Physical AI systems often fall into two foundational capability categories: manipulation and locomotion. Most of the real-world robotics application is built on one or both of these, they are the building blocks of how robots interact with the physical world.

Manipulation

Manipulation is the ability of a robot to physically interact with objects in its environment, grasping, moving, placing, assembling, or transforming them. It is the core capability behind any task that requires a robot to do something with its hands. This is the primary capability of the SO101 robotic arms. Why manipulation matters: Most human work involves interacting with objects. Manufacturing, healthcare, food preparation, logistics, and lab work are all fundamentally manipulation tasks.

Typical Manipulation Tasks

  • Pick and place
  • Sorting objects by type, size, or colour
  • Stacking and assembling components
  • Packaging and palletising products
  • Tool use and handovers

Manipulation Pipeline

A typical manipulation system follows this architecture:
Input (camera / depth sensor)

Object Detection — identify what's in the workspace

Pose Estimation — determine each object's position and orientation

Task Planning — decide what to do and in what order

Grasp Planning — compute how the gripper should approach and hold the object

Motion Planning — generate a collision-free trajectory for the arm

Arm Execution — move the arm along the planned path

Grasp Feedback — verify success and correct if needed

Locomotion

Locomotion is the ability of a robot to move through and navigate its environment whether that’s a warehouse floor, an outdoor field, or a construction site. It is the core capability behind any task that requires a robot to go somewhere. This capability is provided by the UGV Beast Rover. Why locomotion matters: A robot that can only stay in one place is limited to the tasks within arm’s reach. Locomotion unlocks an entirely new class of applications: inspection, delivery, patrol, monitoring, mapping where the robot needs to autonomously traverse space, avoid obstacles, and adapt to changing environments. Combined with perception and AI, mobile robots become autonomous agents capable of operating across large, dynamic areas without human intervention.

Typical Locomotion Tasks

  • Security patrol and perimeter monitoring
  • Warehouse delivery and transport
  • Infrastructure inspection
  • Environmental monitoring and mapping
  • Search and rescue operations

Locomotion Pipeline

Input (LiDAR / camera / IMU)

Environment Perception — understand surroundings via sensors

Localisation — determine the robot's position in the world

Mapping — build or update a map of the environment

Path Planning — compute an efficient route to the goal

Motion Control — translate the plan into wheel/motor commands

Robot Navigation — execute movement along the path

Sensor Feedback — continuously update perception and correct course

Idea Templates

These templates help builders generate new ideas quickly based on a recurring pattern.

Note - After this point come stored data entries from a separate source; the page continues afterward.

PR #4534, opened 2025-06-16
Add command rename-client.

michael-stevenson:
I've recently found myself wanting to name clients some human-friendly name so that I can easily target them with other commands.   I was a bit surprised to find that this command didn't already exist.   So, I'm hoping that it will be found worthy of being upstreamed..   Contribution guidelines focused on issue reporting, not so much on PRs, so I do apologize for any anti-pattern.   Anyway, I would appreciate consideration for inclusion.

### DIFF
--- a/Makefile.am
+++ b/Makefile.am
@@ -114,6 +114,7 @@ dist_tmux_SOURCES = \
 	cmd-pipe-pane.c \
 	cmd-queue.c \
 	cmd-refresh-client.c \
+	cmd-rename-client.c \
 	cmd-rename-session.c \
 	cmd-rename-window.c \
 	cmd-resize-pane.c \
--- a/cmd-rename-client.c
+++ b/cmd-rename-client.c
@@ -1,0 +1,79 @@
+/* $OpenBSD$ */
+
+/*
+ * Copyright (c) 2007 Nicholas Marriott <nicholas.marriott@gmail.com>
+ *
+ * Permission to use, copy, modify, and distribute this software for any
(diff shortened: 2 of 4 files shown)


nicm:
I don't know that this would do any harm, but what is your the use for this? Clients are usually transitory.

michael-stevenson:
> Clients are usually transitory.

Not for me.   I like to integrate with other tools that target a client to, for example, switch which session its currently pointed at.  A concrete example: I use taskwarrior and when I switch tasks, I want to send my "task client" a command to switch which task session its attached to.   Doing this with a proper name allows me to not have to jump through hoops of "remembering" (via a file or such) which is the "task client".

> I don't know that this would do any harm

Obviously not definitive, but I haven't noticed any breakages while using this for a few weeks time.   Its not as if I introduced anything new (the client name was already there and was always synonymous with the tty - i.e. redundant).   Hopefully, anything that was actually *trying* to get the tty wasn't using the name as a proxy.

nicm:
Sorry for the delay, I'm just a bit reluctant to add new commands, especially for rarely-used features, as we already have way too many. I'm wondering about making it part of `refresh-client`, but that is already a bit overloaded... maybe `rename-client` just makes sense.

nicm:
OK, let's go with this. Can you make two changes:

- Add your copyright line to the top of the new `cmd-rename-client.c` file (after mine) with copyright year 2025. If you don't want to include your email address that is fine, just leave it out.

- Add `client-renamed` to the list in the `HOOKS` section of `tmux.1`.

Thanks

Template 1: Sorting System

Problem pattern: A set of mixed objects needs to be classified by type, size, colour, or condition and placed into the correct destination. This is one of the most common manipulation tasks, it appears in nearly every industry where items need to be separated before processing. Why it matters: Sorting is repetitive, error-prone, and often time-sensitive for humans. A vision-guided robotic arm can sort faster, more consistently, and around the clock. Architecture:
Camera input → Object detection → Classification (type/size/colour) → Grasp planning → Pick → Place into correct bin
Each step is modular: you can swap the classifier (rule-based, ML model, VLM) without changing the rest of the pipeline. Examples: medication sorting, recycling sorting, warehouse SKU sorting, coin/currency sorting, seed sorting, defective part rejection Robot: SO101 arm How it can be implemented with Cyberwave: Approach: Imitation Learning + VLA
Create Digital Twin of sorting environment

Connect SO101 Arm with Cyberwave platform

Record demonstrations of sorting task (teleoperate arm)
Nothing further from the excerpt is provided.